A determination module, configured to determine the target intent corresponding to the voice request according to the result of the intention recognition, and determine the target scale adjustment precision value corresponding to the voice request according to the result of the precision recognition;

A modification module, configured to modify a default value according to the target intent and the target scale adjustment accuracy value, the default value being the adjustment value corresponding to the target intent in the preset voice request;

An instruction generating module, the instruction generating module is used to fuse the target intention and the modified default value to generate a control instruction to control corresponding vehicle components.
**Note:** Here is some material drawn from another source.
PR #570, opened 2025-06-03
chore: added thread safety in the inapp message controller

Shahroz16:
## Summary
  Fix thread safety issues in InApp message controllers by implementing `@Volatile` properties and `ThreadSafeController`       base class.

A server, characterized in that the server includes a processor and a memory, and a computer program is stored on the memory, and when the computer program is executed by the processor, the computer program described in any one of claims 1-14 is realized. voice interaction method.
A non-volatile computer-readable storage medium containing a computer program, characterized in that, when the computer program is executed by one or more processors, the voice interaction described in any one of claims 1-14 is realized method.